FDRP mediation or Family Dispute Resolution is considered as an alternative dispute resolution method to settle family law disputes.
However, this myth needs to be debunked due to the costs involved in the process. One of the misconceptions is that FDRP mediation is a cheap and fast way to resolve family law disputes. But in reality, it can be expensive, especially for low-income families, as the fees for the mediator and lawyer can add up.
Moreover, FDRP mediation may not work in all cases, and if unsuccessful, parties may end resorting to litigation, which can further add to the expenses. Another issue is that some mediators may not be trained and experienced enough to handle complex family law disputes, which can also contribute to the high costs. Therefore, FDRP mediation can be a useful tool for resolving family law disputes if the mediator is experienced and both parties are willing to negotiate in good faith. However, it is essential to recognize the costs involved and plan accordingly
Pre-litigation dispute resolution requirements have been increasingly used in Australia and overseas jurisdictions due to widespread dissatisfaction with litigation as a pathway to resolution.
Benefits and critiques of the s. 60I provisions
(Adapted from Shelby Higgs Howarth and Catherine Caruana- Working Paper)
The s. 60I provisions were intended to limit the involvement of courts to the more difficult cases and to promote cooperative parenting after separation.
Critiques of the s. 60I provisions include concerns about the potential for abuse, the impact on vulnerable parties, and the effectiveness of the certification process.
Benefits of the s. 60I provisions include increased access to dispute resolution services, reduced costs and delays, and improved outcomes for families.
Empirical evidence of the impacts of the s. 60I provisions
There is a growing body of evidence in Australia regarding the combined effect of the reforms on families requiring assistance to resolve disputes over the care of children, emerging primarily from government-commissioned evaluations.
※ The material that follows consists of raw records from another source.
PR #1315, opened 2019-07-03
SERVER-27976 Do not accept unknown argument for the explain command.

krk:
Example error message added with this PR:
```js
> db.runCommand({explain: {find: "c"}, unknownArg: "unknown"})
{
	"ok" : 0,
	"errmsg" : "explain command requires a single argument with an optional verbosity",
	"code" : 72,
	"codeName" : "InvalidOptions"
}
```

### DIFF
--- a/jstests/core/explain_invalid_arguments.js
+++ b/jstests/core/explain_invalid_arguments.js
@@ -16,7 +16,7 @@ explain = db.runCommand({
   verosity: "executionStats"
 });
 assert.commandFailedWithCode(explain, ErrorCodes.InvalidOptions);
-assert.eq("explain does not support 'verosity' argument(s).", explain.errmsg);
+assert.eq("explain does not support 'verosity' argument.", explain.errmsg);
 
 explain = db.runCommand({
   explain: { find: collName },
@@ -24,7 +24,15 @@ explain = db.runCommand({
   foo: 1
 });
 assert.commandFailedWithCode(explain, ErrorCodes.InvalidOptions);
-assert.eq("explain does not support 'foo' argument(s).", explain.errmsg);
+assert.eq("explain does not support 'foo' argument.", explain.errmsg);
+
+explain = db.runCommand({
+  explain: { find: collName },
+  foo: 1,
+  bar: 1
+});
+assert.commandFailedWithCode(explain, ErrorCodes.InvalidOptions);
+assert.eq("explain does not support 'foo' argument.", explain.errmsg);
 
 explain = db.runCommand({
   explain: { find: collName },
@@ -33,7 +41,7 @@ explain = db.runCommand({
   bar: 1
 });
 assert.commandFailedWithCode(explain, ErrorCodes.InvalidOptions);
-assert.eq("explain does not support 'foo', 'bar' argument(s).", explain.errmsg);
+assert.eq("explain does not support 'foo' argument.", explain.errmsg);
 
 explain = db.runCommand({
   explain: { find: collName },
@@ -41,4 +49,4 @@ explain = db.runCommand({
   bar: 1
 });
 assert.commandFailedWithCode(explain, ErrorCodes.InvalidOptions);
-assert.eq("explain does not support 'bar' argument(s).", explain.errmsg);
+assert.eq("explain does not support 'bar' argument.", explain.errmsg);
--- a/jstests/core/explain_invalid_arguments.js
+++ b/jstests/core/explain_invalid_arguments.js
@@ -1,0 +1,44 @@
+// Tests for validating arguments of the explain command.
+
+var collName = "jstests_explain_invalid_arguments";
+var t = db[collName];
+t.drop();
+t.insert({});
+
+var explain = db.runCommand({
+  explain: { find: collName },
+  verbosity: "executionStats"
+});
+assert.commandWorked(explain);
+
+explain = db.runCommand({
+  explain: { find: collName },
+  verosity: "executionStats"
+});
+assert.commandFailedWithCode(explain, ErrorCodes.InvalidOptions);
+assert.eq("explain does not support 'verosity' argument(s).", explain.errmsg);
+
+explain = db.runCommand({
+  explain: { find: collName },
+  verbosity: "executionStats",
+  foo: 1
+});
+assert.commandFailedWithCode(explain, ErrorCodes.InvalidOptions);
+assert.eq("explain does not support 'foo' argument(s).", explain.errmsg);
+
+explain = db.runCommand({
+  explain: { find: collName },
+  foo: 1,
+  verbosity: "executionStats",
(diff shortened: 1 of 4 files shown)


dhatcher42:
Thanks for the Pull Request! I've forwarded this on to the Query team to take a look.

src/mongo/db/query/explain_options.cpp
```diff
@@ -80,8 +81,23 @@ StatusWith<ExplainOptions::Verbosity> ExplainOptions::parseCmdBSON(const BSONObj
...
+        verbositySpecified = true;
     }
 
+    int numFields = 0;
+    BSONObjIterator i(cmdObj);
+    while (i.moreWithEOO()) {
+        BSONElement e = i.next();
+        if (e.eoo())
+            break;
+        if (e.fieldNameStringData() == "$db")
```
TedTuckman: The "lsid" field would also have to be allowed. There are some tests in jstests/core that are titled explain that may be helpful to run to show what needs to work.

src/mongo/db/query/explain_options.cpp
```diff
@@ -80,8 +81,23 @@ StatusWith<ExplainOptions::Verbosity> ExplainOptions::parseCmdBSON(const BSONObj
...
+            continue;
+        numFields++;
+    }
+    if (numFields != (verbositySpecified ? 2 : 1)) {
```
TedTuckman: I think it makes more sense here to catch the invalid argument in some kind of default case while you're looping over the fields in the document. That way you're able to tell the user which argument is invalid with a more specific error message. If you do it that way you also may not need the verbositySpecified variable.

src/mongo/db/query/explain_options_test.cpp
```diff
@@ -60,6 +60,18 @@ TEST(ExplainOptionsTest, ExplainOptionsSerializeToBSONCorrectly) {
...
+              ErrorCodes::InvalidOptions);
+    ASSERT_EQ(
+        ExplainOptions::parseCmdBSON(fromjson("{explain: {}, verbosity: 'queryPlanner', foo: 1}"))
+            .getStatus(),
+        ErrorCodes::InvalidOptions);
+    ASSERT_EQ(
+        ExplainOptions::parseCmdBSON(fromjson("{explain: {}, verosity: {foo: 'bar'}}")).getStatus(),
+        ErrorCodes::InvalidOptions);
+}
+
```
TedTuckman: For completeness can you add a test that should work and not assert?

TedTuckman:
I was shown that you already signed the agreement, so never mind that part. Sorry about that

src/mongo/db/query/explain_options.cpp
krk: Thank you for the pointer, I have removed the `verbositySpecified` variable.

src/mongo/db/query/explain_options_test.cpp
krk: I have added a non-asserting test at https://github.com/mongodb/mongo/pull/1315/commits/ce74977927ddf3f24bfd2eb17ce6e97a6b9d121c#diff-a4bfb6c740b4df06e6e94c7d256a3bbbR65, not sure if it is meaningful.

krk:
I have added javascript tests to the new file `explain_invalid_arguments.js`.

jstests/core/explain_invalid_arguments.js
```diff
@@ -0,0 +1,44 @@
+// Tests for validating arguments of the explain command.
```
TedTuckman: So I maybe should have been a little more specific, I apologize. I pointed you to an explain jstest example, but we prefer a different format for jstests. We prefer immediately invoked functions for jstests. See [this test](https://github.com/mongodb/mongo/blob/master/jstests/core/capped_update.js) for an example.

jstests/core/explain_invalid_arguments.js
```diff
@@ -0,0 +1,44 @@
...
+
+var collName = "jstests_explain_invalid_arguments";
+var t = db[collName];
```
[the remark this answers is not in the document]
krk: I have copied most of this test case from `explain_find.js`, will change the variable names.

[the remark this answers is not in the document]
krk: Deleted it instead.

TedTuckman:
This is looking good. I ran our javascript tests against your patch and a large number failed. In order to merge this the tests have to be fixed in the patch with the changes. 

In order to run the javascript tests, see [this page](https://github.com/mongodb/mongo/wiki/Test-The-Mongodb-Server). I would suggest testing using [resmoke.py](https://github.com/mongodb/mongo/wiki/Test-The-Mongodb-Server#test-using-resmokepy) to test suites to figure out which tests in those suites failed. The suites I would look at first are: jsCore, aggregation, auth, noPassthrough, and sharding. There are at least a few tests in each one of those that fail because of this change. Feel free to reach out if you run into any problems with the tests. 

Also, could you run the formatter again?

krk:
Thank you for the explanations. It seems that tests are using the explain command in an undocumented way, at least I could not find any documentation for this behavior:

```js
var cName = "explain_find_and_modify";
var t = db.getCollection(cName);
// Insert a document to make sure the database exists.
t.insert({ will: "be dropped" });
// Make sure the collection doesn't exist.
t.drop();

var explainUpsert = {
  explain: {
    findAndModify: cName,
    update: { $inc: { i: 1 } },
    query: { _id: 0 },
    upsert: true
  }
};

var correct = {
  explain: Object.merge(explainUpsert.explain, { fields: { x: 1 } })
};
db.runCommand(correct);

// explain_find_and_modify.js:54 `assert.commandWorked(db.runCommand(Object.merge(explainUpsert, {fields: {x: 1}})));`
// is equivalent to:
var merged = Object.merge(explainUpsert, { fields: { x: 1 } });
db.runCommand(merged);
```

1. `correct` command succeeds on both vanilla master and this PR.
2. `merged` command succeeds on vanilla and fails with this PR.

Could you point to the documentation or code that handles the `fields` in this:

```js
db.runCommand({
  explain: {
    findAndModify: "explain_find_and_modify",
    update: { $inc: { i: 1 } },
    query: { _id: 0 },
    upsert: true
  },
  fields: { x: 1 }
});
```

krk:
Rebased and formatted with `clang-format-7.0.1`.

TedTuckman:
In this situation my guess is that the fields argument is part of the [findAndModify](https://docs.mongodb.com/manual/reference/method/db.collection.findAndModify/) command, and can probably be moved inside explain. From when I was looking through the tests it looked like there were a number of cases where there were arguments outside the command object instead of inside -- you may have to find and move those.

kelly-cs:
Fixed in 4.7.0, closing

However, there has been little empirical research on the certification process at the core of the s. 60I provisions.
Other Interpretations of ‘Genuine Effort’
The requirement for disputants to demonstrate a bona fide attempt to resolve issues prior to initiating court action exists in other areas of Australian civil law and has been identified as a potential source of guidance in interpreting ‘genuine effort’.
The ‘genuine steps’ requirement in the Civil Dispute Resolution Act 2011 (Cth) adds little to the interpretation of genuine effort.
The ‘good faith’ standard used in contract law and some family law jurisdictions overseas where mediation is mandated is not directly applicable to the FDR context.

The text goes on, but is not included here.